Essa comutação internacional cotidiana reúne às margens do Alto Solimões uma diversidade de línguas, nacionalidades e grupos étnicos. Além dos brasileiros, peruanos e colombianos, há também os povos originários, que ainda lá permanecem nas 42 aldeias dos arredores das cidades. No caso, os índios Ticuna, etnia mais populosa da Amazônia brasileira com 54 mil índios (SESAI/ Ministério da Saúde, 2014).
Multiculturalismo
Isso se reflete no próprio efetivo do DTCEA-TT. Metade é de origem indígena. É o caso do soldado Bejarano. Filho de índia brasileira e pastor evangélico peruano, nasceu na aldeia indígena de Lauro Sodré, em Benjamin Constant (AM), ao sul de Tabatinga. Ainda na infância, morou em comunidades ribeirinhas do Peru e, posteriormente, da Colômbia, terra de sua avó materna.
Na adolescência, a mãe o trouxe de volta ao Brasil, para morar na cidade. Não foi fácil. Bejarano sofria preconceitos por ser índio; não falar português. O tempo, o estudo e a convivência com a diferença, no entanto, outorgou ao militar uma formação invejável: fluência em espanhol, em português e na sua língua indígena de origem.
Não parou por aí. “Na escola indígena o pessoal estuda, termina e depois volta à roça. Minha mãe não deixou. Exigiu que eu continuasse os estudos. Fiz o vestibular para o curso de Biologia da UEA (Universidade Estadual do Amazonas) e fui aprovado”, conta o soldado poliglota que hoje, já formado como biólogo, faz Mestrado em Ciências da Educação, em paralelo aos serviços no DTCEA-TT.
Difícil Acesso
Limitação maior em Tabatinga ainda é o acesso.

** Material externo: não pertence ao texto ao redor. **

PR #14565, opened 2019-01-10
rename useImperativeMethods -> useImperativeHandle

threepointone:
just a project-wide search/replace. I'll send changes for docs in a bit too. 
I have done the builds, run the tests, linted and flow checked.


packages/react-debug-tools/src/ReactDebugHooks.js
```diff
@@ -174,7 +174,7 @@ function useImperativeMethods<T>(
     instance = ref.current;
   }
   hookLog.push({
-    primitive: 'ImperativeMethods',
+    primitive: 'ImperativeHandle',
```
gaearon: Heads up to @bvaughn in case DevTools reads this

bvaughn:
Thanks for the heads up Sunil. If only DevTools just "read" that 😅 

Right now, I've had to fork that file into DevTools entirely. So I'll need to copy over this change too.

Issue #14542, opened 2019-01-08
`useReducer` does not honor reducer function's default state value


sampathsris:
**Do you want to request a *feature* or report a *bug*?**

Bug

**What is the current behavior?**

Please see the CodeSandBox here: https://codesandbox.io/s/v8y72ky0o5

Consider the following reducer:

```js
function reducer(state = 5, { type }) {
  switch (type) {
    case 'INCREMENT':
      return state + 1
    case 'DECREMENT':
      return state - 1
    default:
      return state
  }
}
```

Suppose we are trying to use the reducer in a component like so:

```jsx
function Counter() {
  const [count] = useReducer(reducer)
  return <span>{count}</span>
}
```

When rendered,  `count` is `undefined`.

**What is the expected behavior?**

One would expect `count` to be equal to `5`, because that is the default value for state in the reducer.

IMO, it would make sense if `initialState` argument for `useReducer` is undefined, to call `reducer(undefined, undefined)` to initialize the internal state.

**Which versions of React, and which browser / OS are affected by this issue? Did this work in previous versions of React?**

16.7.0-alpha.2

carlosrberto:
@sampathsris the default state value will be returned when an invalid action is dispatched.
The initial state for `useReducer` hook should be passed as a second argument to `useReducer`:
```js
useReducer(reducer, initialState);
```
I understand your point. When using Redux, in the moment when the store is created Redux dispatch an initialization action and all reducers return the default state.

Maybe something like this could be implemented in the `useReducer` hook.

ckknight:
`useReducer(reducer, undefined, { type: 'INIT' })` will work as you expect. It will execute the reducer initially, once, with a `{ type: 'INIT' }` action, thus falling through to the default case. Because `initialState` is provided as `undefined`, it will appropriately default to `5` as specified in the reducer.

carlosrberto:
@sampathsris I opened a [pull request](https://github.com/facebook/react/pull/14566) with a proposal to make this works.

gaearon:
I think `useReducer(reducer, undefined, { type: 'INIT' })` is what we suggest so that strong typing can work.

carlosrberto:
What do you think about #14566 @gaearon ?
Any chance of these changes be introduced ?

gaearon:
Did you see my comment above?

ckknight:
I don’t like the idea of an untyped action being dispatched implicitly without the ability to prevent that.

carlosrberto:
[...]

PR #14566, opened 2019-01-10
Use default reducer state value as initial state when using useReducer hook

carlosrberto:
## Use default reducer state value as initial state when using useReducer hook

Based on discussion from issue #14542.

If we provide the following reducer:

```js
function reducer(state = 5, { type }) {
  switch (type) {
    case 'INCREMENT':
      return state + 1;
    case 'DECREMENT':
      return state - 1;
    default:
      return state;
  }
}
```

Then in the component:

```js
function Counter() {
  const [count] = useReducer(reducer);
  return <span>{count}</span>;
}
```

We don't get count equal `5` in the initial render.

It works if we provide the `initialState` as second argument for `useReducer`:

```js
const [count] = useReducer(reducer, 5);
``` 

or like @ckknight mentioned if we call an initialization action:

```js
useReducer(reducer, undefined, { type: 'INIT' });
```

However I think it's a little redundant because we already set the default state value in the reducer function.

This pull request add some changes to use the default state value from the reducer function if no `initialState` was provided to `useReducer`.

I don't know if this behaviour was discussed during the implementation of `useReducer`, but if this is not the desired behaviour for `useReducer` feel free to close this pull request.

### DIFF
--- a/packages/react-dom/src/__tests__/ReactDOMServerIntegrationHooks-test.internal.js
+++ b/packages/react-dom/src/__tests__/ReactDOMServerIntegrationHooks-test.internal.js
@@ -209,6 +209,23 @@ describe('ReactDOMServerHooks', () => {
       expect(domNode.textContent).toEqual('0');
     });
 
+    itRenders('with default reducer state value', async render => {
+      function reducer(state = 0, action) {
+        return action === 'increment' ? state + 1 : state;
+      }
+      function Counter() {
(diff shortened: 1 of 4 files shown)


carlosrberto:
I'm closing this PR, since it's not the recommended way to get the initial state from reducer
https://reactjs.org/docs/hooks-reference.html#lazy-initialization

Há um voo comercial por dia. De barco, leva-se até seis dias para vir de Manaus. O percurso oposto, no sentido do rio, é um pouco mais rápido, quatro dias. Ainda cansativo.
Construído em 1968, o Aeroporto Internacional de Tabatinga dista 1.105 km de Manaus. É administrado pela Empresa Brasileira de Infraestrutura Aeroportuária (Infraero) desde 1980 e possui uma boa pista de 2,1 km de comprimento, apta a apoiar logisticamente a cidade e servir de base importante às movimentações da Força Aérea Brasileira (FAB) e dos Pelotões Especiais de Fronteira (PEF) do Exército Brasileiro (EB), instalados no oeste amazonense.
Letícia possui um aeroporto mais movimentado. O maior do sul da Colômbia. Recebe mais de três mil voos por ano; cerca de 220 mil passageiros e 11 mil toneladas de carga anuais.
Voos sobre um espaço aéreo de soberania trinacional, no entanto, terminaram por exigir a elaboração de regras específicas e de procedimentos de navegação aérea transacionais.
Dependendo do procedimento de aproximação para pouso em curso, por exemplo, um voo doméstico colombiano ou brasileiro precisa usar o espaço aéreo soberano do outro país para descer ao solo.
Em outro caso, um voo de Manaus com destino a Tabatinga deve contatar o controle colombiano ao iniciar a aproximação para pouso, mesmo que ainda em espaço aéreo brasileiro. O contato com a fonia do Brasil só é retomado na solicitação de pouso, propriamente, quando o piloto chama o Serviço de Informação de Voo de Aeródromo (AFIS) do DTCEA-TT.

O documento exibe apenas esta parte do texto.